BEGIN Data under study
PR #35, opened 2012-02-17
Implemented Weapon, RangedWeapon, made Food better!

ZNickq:
I thought for a while about the best way to implement ranged weapons, this seems like it! :)


Top-Cat:
What weapon isn't ranged and when would the two damage values be used from the ranged weapon?

ZNickq:
Any weapon except the bow, right now, isn't ranged...

-long answer that doesn't really make sense-

Top-Cat:
That was long winded and didn't really answer the question at all.

> "when would the two damage values be used from the ranged weapon?"

Are you saying that you want the damage value when hitting someone with a bow (not the arrow) to be modifiable?

ZNickq:
Ok, i'm saying that for a developer, it will be easier if he can easily get both the damage that a weapon does with a direct punch, as well as the damage when firing...

Top-Cat:
So yes to the question?

ZNickq:
Well, yes :D

src/main/java/org/spout/vanilla/material/generic/GenericRangedWeapon.java
```diff
@@ -0,0 +1,43 @@
...
+
+import org.spout.vanilla.material.RangedWeapon;
+
+public class GenericRangedWeapon extends GenericWeapon implements RangedWeapon {
+	
+	private int rangedDamage;
+	
+	public GenericRangedWeapon(String name, int id, int damage, int rangedDamage) {
+		super(name, id, damage);
+		this.rangedDamage=rangedDamage;
```
Top-Cat: spaces please, below too

ZNickq: Is it ok if i fix this in my next PR/in a separate commit in this one? Going to add some stuff to the identification handlers, and i'd hate to go through all the work of recreating the PR for some spaces :/

stephenwilliams: makes it a lot easier if you do each PR on a separate branch and not your master branch

Zidane: In IntelliJ, you can easily modify a prior commit (even if it is already pushed in a remote repo) as long as you use gitbash to force push to your personal fork.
END Data under study
→ **Exercise details**
Which lines of the records contain "saying"? Show each of them.

→ **Your solution**
Are you saying that you want the damage value when hitting someone with a bow (not the arrow) to be modifiable?
Ok, i'm saying that for a developer, it will be easier if he can easily get both the damage that a weapon does with a direct punch, as well as the damage when firing...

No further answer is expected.